Record set:

PR #668, opened 2021-06-25
Make SetProperty Remove an element if passed as Null or Empty

sunandabalu:

### DIFF
--- a/src/components/Microsoft.DotNet.UpgradeAssistant.MSBuild/MSBuildProject.File.cs
+++ b/src/components/Microsoft.DotNet.UpgradeAssistant.MSBuild/MSBuildProject.File.cs
@@ -174,7 +174,21 @@ namespace Microsoft.DotNet.UpgradeAssistant.MSBuild
             => Project.GetPropertyValue(propertyName);
 
         public void SetPropertyValue(string propertyName, string propertyValue)
-            => Project.SetProperty(propertyName, propertyValue);
+        {
+            var property = Project.GetProperty(propertyName);
+
+            if (property != null)
+            {
+                if (!string.IsNullOrEmpty(propertyValue))
+                {
+                    Project.SetProperty(propertyName, propertyValue);
+                }
+                else
+                {
+                    Project.RemoveProperty(property);
+                }
+            }
+        }
 
         private static string GetPathRelativeToProject(string path, string projectDir) =>
             Path.IsPathFullyQualified(path)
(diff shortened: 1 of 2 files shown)


src/components/Microsoft.DotNet.UpgradeAssistant.MSBuild/MSBuildProject.File.cs
```diff
@@ -174,7 +174,21 @@ public string GetPropertyValue(string propertyName)
             => Project.GetPropertyValue(propertyName);
 
         public void SetPropertyValue(string propertyName, string propertyValue)
-            => Project.SetProperty(propertyName, propertyValue);
+        {
+            var property = Project.GetProperty(propertyName);
+
+            if (property != null)
```
mjrousos, line 180: Would the old implementation have set a not-yet-existent property? I haven't tested it out, but it seems like that API might have allowed setting properties that didn't exist whereas this one will treat those as a no-op.

mjrousos (changes requested):
What does `Property.SetProperty` do if no property exists with the right name? I worry we might be changing the behavior in that case.

src/components/Microsoft.DotNet.UpgradeAssistant.MSBuild/MSBuildProject.File.cs
twsouthwick: If `propertyValue is null` is the only time we should find the property. Otherwise, just remove it. It shouldn't be contingent on the property not existing, but on what the user passes in.

@mjrousos does that address it?

mjrousos: Right, if `propertyValue` is null (or maybe empty), then we expect `property` to exist. If `propertyValue` exists, though, I'm not sure `propety` needs to.

I'm thinking this should look more like:

```CSharp
if (string.IsNullOrEmpty(propertyValue))
{
    var property = Project.GetProperty(propertyName);
    if (property != null)
    {
        Project.RemoveProperty(property);
    }
}
else
{
    Project.SetProperty(propertyName, propertyValue);
}
```

sunandabalu: It will Set or add a property with the specified name and value. I'll remove the check on property existing and separate out the remove functionality to make it cleaner.

mjrousos (approved):
LGTM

Aim of the exercise:
The exact wording of every entry above should be written out again.

Task solution:
PR #668, opened 2021-06-25
Make SetProperty Remove an element if passed as Null or Empty

sunandabalu:

### DIFF
--- a/src/components/Microsoft.DotNet.UpgradeAssistant.MSBuild/MSBuildProject.File.cs
+++ b/src/components/Microsoft.DotNet.UpgradeAssistant.MSBuild/MSBuildProject.File.cs
@@ -174,7 +174,21 @@ namespace Microsoft.DotNet.UpgradeAssistant.MSBuild
             => Project.GetPropertyValue(propertyName);
 
         public void SetPropertyValue(string propertyName, string propertyValue)
-            => Project.SetProperty(propertyName, propertyValue);
+        {
+            var property = Project.GetProperty(propertyName);
+
+            if (property != null)
+            {
+                if (!string.IsNullOrEmpty(propertyValue))
+                {
+                    Project.SetProperty(propertyName, propertyValue);
+                }
+                else
+                {
+                    Project.RemoveProperty(property);
+                }
+            }
+        }
 
         private static string GetPathRelativeToProject(string path, string projectDir) =>
             Path.IsPathFullyQualified(path)
(diff shortened: 1 of 2 files shown)


src/components/Microsoft.DotNet.UpgradeAssistant.MSBuild/MSBuildProject.File.cs
```diff
@@ -174,7 +174,21 @@ public string GetPropertyValue(string propertyName)
             => Project.GetPropertyValue(propertyName);
 
         public void SetPropertyValue(string propertyName, string propertyValue)
-            => Project.SetProperty(propertyName, propertyValue);
+        {
+            var property = Project.GetProperty(propertyName);
+
+            if (property != null)
```
mjrousos, line 180: Would the old implementation have set a not-yet-existent property? I haven't tested it out, but it seems like that API might have allowed setting properties that didn't exist whereas this one will treat those as a no-op.

mjrousos (changes requested):
What does `Property.SetProperty` do if no property exists with the right name? I worry we might be changing the behavior in that case.

src/components/Microsoft.DotNet.UpgradeAssistant.MSBuild/MSBuildProject.File.cs
twsouthwick: If `propertyValue is null` is the only time we should find the property. Otherwise, just remove it. It shouldn't be contingent on the property not existing, but on what the user passes in.

@mjrousos does that address it?

mjrousos: Right, if `propertyValue` is null (or maybe empty), then we expect `property` to exist. If `propertyValue` exists, though, I'm not sure `propety` needs to.

I'm thinking this should look more like:

```CSharp
if (string.IsNullOrEmpty(propertyValue))
{
    var property = Project.GetProperty(propertyName);
    if (property != null)
    {
        Project.RemoveProperty(property);
    }
}
else
{
    Project.SetProperty(propertyName, propertyValue);
}
```

sunandabalu: It will Set or add a property with the specified name and value. I'll remove the check on property existing and separate out the remove functionality to make it cleaner.

mjrousos (approved):
LGTM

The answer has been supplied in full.